> **What to produce**
Without changing a single word, write out every entry.

> **Material provided**
PR #226, opened 2023-01-28
Include h4config.h early in hdf/src/hdfi.h

derobins:


hdf/src/hextelt.c
```diff
@@ -74,7 +74,7 @@ EXPORTED ROUTINES
 
 ------------------------------------------------------------------------- */
 
-#include "hdf.h"
+#include "hdfi.h"
```
derobins, line 77: On my machine, stat() isn't found when building

byrnHDF (approved):

byrnHDF (approved):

> **Solution**
PR #226, opened 2023-01-28
Include h4config.h early in hdf/src/hdfi.h

derobins:


hdf/src/hextelt.c
```diff
@@ -74,7 +74,7 @@ EXPORTED ROUTINES
 
 ------------------------------------------------------------------------- */
 
-#include "hdf.h"
+#include "hdfi.h"
```
derobins, line 77: On my machine, stat() isn't found when building

byrnHDF (approved):

byrnHDF (approved):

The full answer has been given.